Extracted records:
+ + +

PR #4653, opened 2023-01-13
Display the PHP outdated version warning for sites running PHP <= 7.3

rodrigoprimo:
## Description

@NeosinneR, I assigned this PR to you as the code changes are fairly straightforward and the main question that I have is related to the specs of this ticket. I wonder if we want to update the message that is displayed in the notice for users running PHP 7.3 or if we are fine with it? The message currently says "Your website is running on PHP 7.3.0 which MailPoet does not officially support".

Please correct me if I'm wrong, but my understanding is that we still support PHP 7.3, but don't recommend that sites run it. Let me know if it is fine to proceed with this PR the way it is or if I should change the message to something else.

## Code review notes

_N/A_

## QA notes

- Check you can see a PHP outdated version warning in all MailPoet versions when the site is running PHP <= 7.3 and that the same warning is not displayed for sites running PHP >= 7.4.

## Linked PRs

_N/A_

## Linked tickets

[MAILPOET-4933]

## After-merge notes

_N/A_

[MAILPOET-4933]: https://mailpoet.atlassian.net/browse/MAILPOET-4933?atlOrigin=eyJpIjoiNWRkNTljNzYxNjVmNDY3MDlhMDU5Y2ZhYzA5YTRkZjUiLCJwIjoiZ2l0aHViLWNvbS1KU1cifQ

### DIFF
--- a/mailpoet/lib/Util/Notices/PHPVersionWarnings.php
+++ b/mailpoet/lib/Util/Notices/PHPVersionWarnings.php
@@ -23,7 +23,7 @@ class PHPVersionWarnings {
 
   public function display($phpVersion) {
     // translators: %s is the PHP version
-    $errorString = __('Your website is running on PHP %s which MailPoet does not officially support. Read our [link]simple PHP upgrade guide.[/link]', 'mailpoet');
+    $errorString = __('Your website is running an outdated version of PHP (%s), on which MailPoet might stop working in the future. We recommend upgrading to 7.4 or greater. Read our [link]simple PHP upgrade guide.[/link]', 'mailpoet');
     $errorString = sprintf($errorString, $phpVersion);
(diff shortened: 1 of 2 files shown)


NeosinneR:
@rodrigoprimo good point on the message, and I agree that it's not entirely correct. How about changing it to 
> Your website is running on PHP 7.3.0, which is no longer officially supported, and MailPoet might stop working in the future.

I changed it to mention it's no longer supported from PHP's side (reached end-of-life), and also that MailPoet might stop working, which might be a stronger incentive to update. What do you think?

rodrigoprimo:
Documenting here that I chatted with @NeosinneR and this is the final version of the message that we will use:

> Your website is running an outdated version of PHP (7.3.0), on which MailPoet might stop working in the future. We recommend upgrading to 7.4 or greater.

NeosinneR (approved):

Aschepikov (approved):
GJ!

+ + +

**BRIEF:** Look above for the line holding "- Check you", then set down exactly that line and every line after it up to and including the line holding "the PHP version", with nothing else.

**TASK RESPONSE:**
- Check you can see a PHP outdated version warning in all MailPoet versions when the site is running PHP <= 7.3 and that the same warning is not displayed for sites running PHP >= 7.4.

## Linked PRs

_N/A_

## Linked tickets

[MAILPOET-4933]

## After-merge notes

_N/A_

[MAILPOET-4933]: https://mailpoet.atlassian.net/browse/MAILPOET-4933?atlOrigin=eyJpIjoiNWRkNTljNzYxNjVmNDY3MDlhMDU5Y2ZhYzA5YTRkZjUiLCJwIjoiZ2l0aHViLWNvbS1KU1cifQ

### DIFF
--- a/mailpoet/lib/Util/Notices/PHPVersionWarnings.php
+++ b/mailpoet/lib/Util/Notices/PHPVersionWarnings.php
@@ -23,7 +23,7 @@ class PHPVersionWarnings {
 
   public function display($phpVersion) {
     // translators: %s is the PHP version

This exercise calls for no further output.